Final answer:
Resonance involves drawing multiple contributing structures to represent electron delocalization. Stabilization is affected by p-orbital sizes, electronegativity, and charge distribution. Resonance is exemplified in molecules like sulfur dioxide and the carbonate ion.
Step-by-step explanation:
The concept of resonance in chemistry involves drawing multiple resonance contributors or contributing structures to represent the delocalization of electrons within a molecule. In the process of drawing a resonance contributor produced by the indicated flow of electrons, it's important to follow the resonance rules. One must move π-electrons or lone pairs, without moving σ-electrons, to create a new π-bond or a lone pair.

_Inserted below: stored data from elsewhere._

PR #577, opened 2023-08-04
intit bottomless before replication log recovery

MarinPostma:
This pr moves the initialization of bottomless before the replication log is initialized. If a fresh database needs to recover from bottomless we want the replication log to be regenerated, so it must be initialized after the database has been restored.

Also, if the database has been recovered by bottomless, we must regenerate the replication log.


MarinPostma:
superseded by #575

PR #584, opened 2023-08-07
sqld: Add `BatchLogEntries` and replication rpc auth

LucioFranco:
This PR adds a new rpc endpoint that doesn't stream log entries fit for libsql and additionally adds auth to the replication service rpc code which is only enabled for the public facing http server and not the internal one.

### DIFF
--- a/sqld/proto/replication_log.proto
+++ b/sqld/proto/replication_log.proto
@@ -27,6 +27,6 @@ message Frames {
 service ReplicationLog {
     rpc Hello(HelloRequest) returns (HelloResponse) {}
     rpc LogEntries(LogOffset) returns (stream Frame) {}
-    rpc LogEntriesSnapshot(LogOffset) returns (Frames) {}
+    rpc BatchLogEntries(LogOffset) returns (Frames) {}
     rpc Snapshot(LogOffset) returns (stream Frame) {}
 }
--- a/sqld/proto/replication_log.proto
+++ b/sqld/proto/replication_log.proto
@@ -20,8 +20,13 @@ message Frame {
     bytes data = 1;
 }
 
+message Frames {
+    repeated Frame frames = 1;
+}
+
 service ReplicationLog {
     rpc Hello(HelloRequest) returns (HelloResponse) {}
     rpc LogEntries(LogOffset) returns (stream Frame) {}
+    rpc LogEntriesSnapshot(LogOffset) returns (Frames) {}
     rpc Snapshot(LogOffset) returns (stream Frame) {}
 }
--- a/sqld/src/replication/primary/frame_stream.rs
+++ b/sqld/src/replication/primary/frame_stream.rs
@@ -15,16 +15,22 @@ pub struct FrameStream {
     pub(crate) max_available_frame_no: FrameNo,
     logger: Arc<ReplicationLogger>,
     state: FrameStreamState,
+    wait_for_more: bool,
 }
 
 impl FrameStream {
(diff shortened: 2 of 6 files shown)


sqld/proto/replication_log.proto
```diff
@@ -20,8 +20,13 @@ message Frame {
...
 }
 
+message Frames {
+    repeated Frame frames = 1;
+}
+
 service ReplicationLog {
     rpc Hello(HelloRequest) returns (HelloResponse) {}
     rpc LogEntries(LogOffset) returns (stream Frame) {}
+    rpc LogEntriesSnapshot(LogOffset) returns (Frames) {}
```
haaawk, line 30: I'm not sure if Snapshot is a good name since we're using that name already for different concept.

haaawk: Maybe something like LogEntriesNonblocking would better describe the difference from LogEntries?

sqld/src/rpc/replication_log.rs
```diff
@@ -94,7 +95,7 @@ impl<S: futures::stream::Stream + Unpin> futures::stream::Stream for StreamGuard
         self: std::pin::Pin<&mut Self>,
         cx: &mut std::task::Context<'_>,
     ) -> std::task::Poll<Option<Self::Item>> {
-        self.get_mut().s.poll_next_unpin(cx)
+        Pin::new(&mut self.get_mut().s).poll_next(cx)
```
haaawk, line 111: Out of curiosity, what is this change doing?

sqld/src/rpc/replication_log.rs
```diff
@@ -34,11 +36,22 @@ impl ReplicationLogService {
...
+            auth,
+        }
+    }
+
+    fn authenticate<T>(&self, req: &tonic::Request<T>) -> Result<(), Status> {
+        if let Some(auth) = &self.auth {
+            let _ = auth.authenticate_grpc(req)?;
+            Ok(())
+        } else {
+            Ok(())
```
haaawk, line 54: Ultra nit: maybe:
```
if let Some(auth) = &self.auth {
  let _ = auth.authenticate_grpc(req)?;
}
Ok(())
```
?

haaawk (approved):

sqld/proto/replication_log.proto
haaawk: or maybe LogEntriesBatch?

sqld/src/rpc/replication_log.rs
LucioFranco: I removed the `futures` crate and moved to tokio_stream (which is better but happy to elaborate on slack). The only issue is that tokio_stream's ext trait doesn't have the unpin and boxed fn so I replaced those usages. This just does the same thing as the fn does but done manually.

sqld/src/replication/primary/frame_stream.rs
```diff
@@ -84,6 +90,12 @@ impl Stream for FrameStream {
                 }
 
                 Err(LogReadError::Ahead) => {
+                    // If we don't wait to wait for more then lets end this stream
+                    // without subscribing for more frames
+                    if !self.wait_for_more {
+                        return Poll::Ready(None);
```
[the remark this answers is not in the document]
LucioFranco: Yup, good catch, Ive added that as a new line.

psarna (approved):

sqld/src/rpc/replication_log.rs
haaawk: Cool. No objections. I was just curious. Thanks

Resonance stabilization is affected by various factors, such as the size of the p-orbitals involved in delocalization, the electronegativity of the atoms, and the equal or unequal distribution of charge in the resulting structures. For instance, a negative charge is more stable on a more electronegative atom, like oxygen, and this will be a major contributing structure. Conversely, the contribution is minor if the negative charge is on a less electronegative atom or if there is a positive charge on an electronegative atom.
In the provided examples, resonance is less significant when there is size mismatch between the p-orbitals of the atoms involved (like 3p-orbital of Cl and 2p-orbital of C). Additionally, an atom's willingness to donate a lone pair for resonance is also a determining factor, making resonance more significant in cases where similar sized p-orbitals and less electronegative atoms (like N in comparison to O) are involved.
For compounds like sulfur dioxide (SO2) and the carbonate ion (CO32-), drawing resonance structures is essential to describe the distribution of electrons and to understand the stabilization provided by resonance effects.